PR #4589, opened 2020-02-22
Fix "smwtable-clean" class being broad by default

kghbln:
This PR is made in reference to: #4048 

- Fix "smwtable-clean" class being broad by default

This PR includes:
- [ ] CI build passed

Fixes #

### DIFF
--- a/res/smw/ext.smw.css
+++ b/res/smw/ext.smw.css
@@ -205,7 +205,7 @@ span.smwtlcomment {
 }
 
 .smwtable-clean {
-	width: 100%;
+	width: auto;
 	max-width: 100%;
 	margin-bottom: 20px;
 	background-color: transparent;


kghbln:
@mwjames Sometimes solutions are easier than one may expect. Thanks for your guidance.

kghbln:
@mwjames While this works for the special pages including Ask it does not work for format [broadtable](https://sandbox.semantic-mediawiki.org/wiki/Broadtable). This is basically why I wanted to introduce a "smwbroadtable-clean" class.

mwjames:
> This is basically why I wanted to introduce a "smwbroadtable-clean" class. However it is still much better this way around than it was before.

This should work with one CSS class but it requires I slight addition (the `broadtable` is added by `|format=broadtable`):

```
@@ -250,10 +250,14 @@ border-top: 1px solid #dddddd;
 
 .smwtable-clean tr > th.headerSort {
 	padding-right: 21px !important;
 }
 
+.smwtable-clean.broadtable {
+	width: 100%;
+}
```

mwjames:
PS: When doing CSS or documentation changes, use `[skip ci]` as we don't check those via the CI framework.

kghbln:
> This should work with one CSS class but it requires I slight addition (the broadtable is added by |format=broadtable):

It took me a while to figure this out, however came up with the same result. :)

kghbln:
@mwjames Paradise regained. Thanks a lot!

PR #592, opened 2021-07-29
fix(commentcountstatic): differentiate class name for secondary Coral comment count component

amyevans:

N/A

Change the class name so that the 2 Coral comment count components are differentiated and the Coral embed does not override comment counts (`.coral-count` is a selector with significance for the embed)

tested locally


jameswburke (approved):
:bee:

PR #594, opened 2021-08-09
feature/LEDE-1787-isomorphic-logging

justinwhall:

- Refactors the logging service to support isomorphic logging.
- Adds @sentry/node
- Addes @sentry/react
- Removes `winston sentry transport`.
- Adds debug package (and uses for both server and client logging)

updated tests.

### DIFF
--- a/packages/core/config/irving/createClientEnv.js
+++ b/packages/core/config/irving/createClientEnv.js
@@ -15,14 +15,17 @@ const createClientEnv = (hostname) => {
   const allowlistArray = getValueFromConfig(
     'clientEnvAllowlist',
     [
-      'NODE_ENV',
       'API_ROOT_URL',
-      'DEBUG',
-      'ROOT_URL',
-      'ROUTE_COOKIES',
       'COOKIE_ALLOWLIST',
+      'DEBUG',
       'FETCH_TIMEOUT',
       'IRVING_EXECUTION_CONTEXT',
+      'IRVING_RENDER_ERRORS',
+      'NODE_ENV',
+      'ROOT_URL',
+      'ROUTE_COOKIES',
+      'SENTRY_DSN',
+      'SENTRY_ENVIRONMENT',
     ],
   );
   const allowlist = [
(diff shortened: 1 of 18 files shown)


packages/core/config/irving/createClientEnv.js
```diff
@@ -15,14 +15,17 @@ const createClientEnv = (hostname) => {
   const allowlistArray = getValueFromConfig(
     'clientEnvAllowlist',
     [
-      'NODE_ENV',
       'API_ROOT_URL',
-      'DEBUG',
-      'ROOT_URL',
-      'ROUTE_COOKIES',
       'COOKIE_ALLOWLIST',
+      'DEBUG',
```
justinwhall, line 20: Adds `IRVING_RENDER_ERRORS`, `SENTRY_DSN` & `SENTRY_ENVIRONMENT` and alpha sorts.

packages/vip-go/package.json
```diff
@@ -26,8 +26,7 @@
     "ioredis": "^4.16.3",
     "newrelic": "^5.13.1",
     "util": "~0.12.3",
-    "winston": "~3.3.3",
-    "winston-transport-sentry-node": "~1.0.2"
+    "winston": "~3.3.3"
```
ostowe, line 29: are we even using winston anymore after your changes here?

packages/vip-go/services/logService.js
```diff
@@ -15,100 +20,83 @@ const monitor = require('@irvingjs/core/services/monitorService/getService')();
...
-            }
+        // If we have an error, do a couple more things with it.
+        if (logInfo.level === 'error') {
+          const err = new Error(logInfo.message);
 
-            // Send error to production monitoring service.
-            if (NODE_ENV === 'production') {
-              monitor.logError(err);
-            }
+          if (logToSentry) {
```
ostowe, line 76: simpler than I thought it'd be, nice! 🥳

ostowe (approved):
💯  looks great, excited to get this up on prod and see the results! only future iteration I can think of here would be to move sentry into its own package/service or something so it's not tied to vip-go, but definitely something for down the road (if at all)

PR #607, opened 2021-08-19
Feature/lede 1825 sentry config

justinwhall:
LEDE-1825

1. Adds an alias for `logServiceConfig`
2. Adds support for adding a `sentry.config.js` (logServiceConfig) in the Irving `buildContext` directory. This allows an Irving app to pass an object to the Sentry `init` function. ex: https://github.com/JoinLede/lede/pull/1278/files
3. Refactors the `logService` to include the config object.

I went around and around on what to name things here as Sentry is baked into the log service. Suggestions on the front, if any, would be 👌.


jameswburke (approved):
:bee:

packages/core/config/irving/getServiceAliases.js
```diff
@@ -82,6 +82,17 @@ const getServiceAliases = (target) => {
     );
   }
 
+  /**
+   * Get the log service config.
+   */
+  let logServiceConfig = resolveConfigFilepath('sentry.config.js');
```
ostowe, line 88: Realized it might actually make more sense to put this in a `config/aliases.js` file in the `vip-go` package because it's only used by that package currently (assuming that's possible...I think it should be)

ostowe (approved):
had one comment to addess, but otherwise looks good!

packages/core/config/irving/getServiceAliases.js
justinwhall: I was looking at that and was going to bring it up in swarm actually! I'll give this a go.

ostowe (approved):
💯  🥳

PR #610, opened 2021-08-23
refactor(logging): move sentry config

justinwhall:

Moves the sentry to the route as `vip-go` package alongside `irving.config.js` as the `config` directory is removed prior to publishing to NPM which results in a broken build.


jameswburke (approved):
:bee:

PR #612, opened 2021-08-24
Refactor logging logic

justinwhall:

### DIFF
--- a/packages/vip-go/services/logService.js
+++ b/packages/vip-go/services/logService.js
@@ -8,6 +8,7 @@ const debug = require('debug');
 const generateLogInfo = require('./generateLogInfo');
 
 let initialized = false;
+let Sentry;
 
 /**
  * Create a debug logger that will conditionally handle logged errors based on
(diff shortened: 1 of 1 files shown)


packages/vip-go/services/logService.js
```diff
@@ -23,7 +22,6 @@ const getService = (namespace) => {
   let service = defaultService;
   let sentryConfig = {};
   let Sentry;
```
ostowe, line 24: I'd maybe suggest still putting this outside the function body, just in case.

ostowe (approved):
💯

packages/vip-go/services/logService.js
```diff
@@ -56,7 +54,7 @@ const getService = (namespace) => {
     sentryConfig = require('@irvingjs/config/sentryConfig');
   } else {
     const getSentryConfig = require('../config/getSentryConfig');
-    sentryConfig = getSentryConfig();
+    sentryConfig = require(getSentryConfig());
```
ostowe, line 57: Could maybe rename this function to `getSentryConfigPath` as well, for your future self.

packages/vip-go/services/logService.js
justinwhall: Oh right.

—————

Each line in the entries above that includes the string "winston" should be extracted.

Answer section
- Removes `winston sentry transport`.
-    "winston": "~3.3.3",
-    "winston-transport-sentry-node": "~1.0.2"
+    "winston": "~3.3.3"
ostowe, line 29: are we even using winston anymore after your changes here?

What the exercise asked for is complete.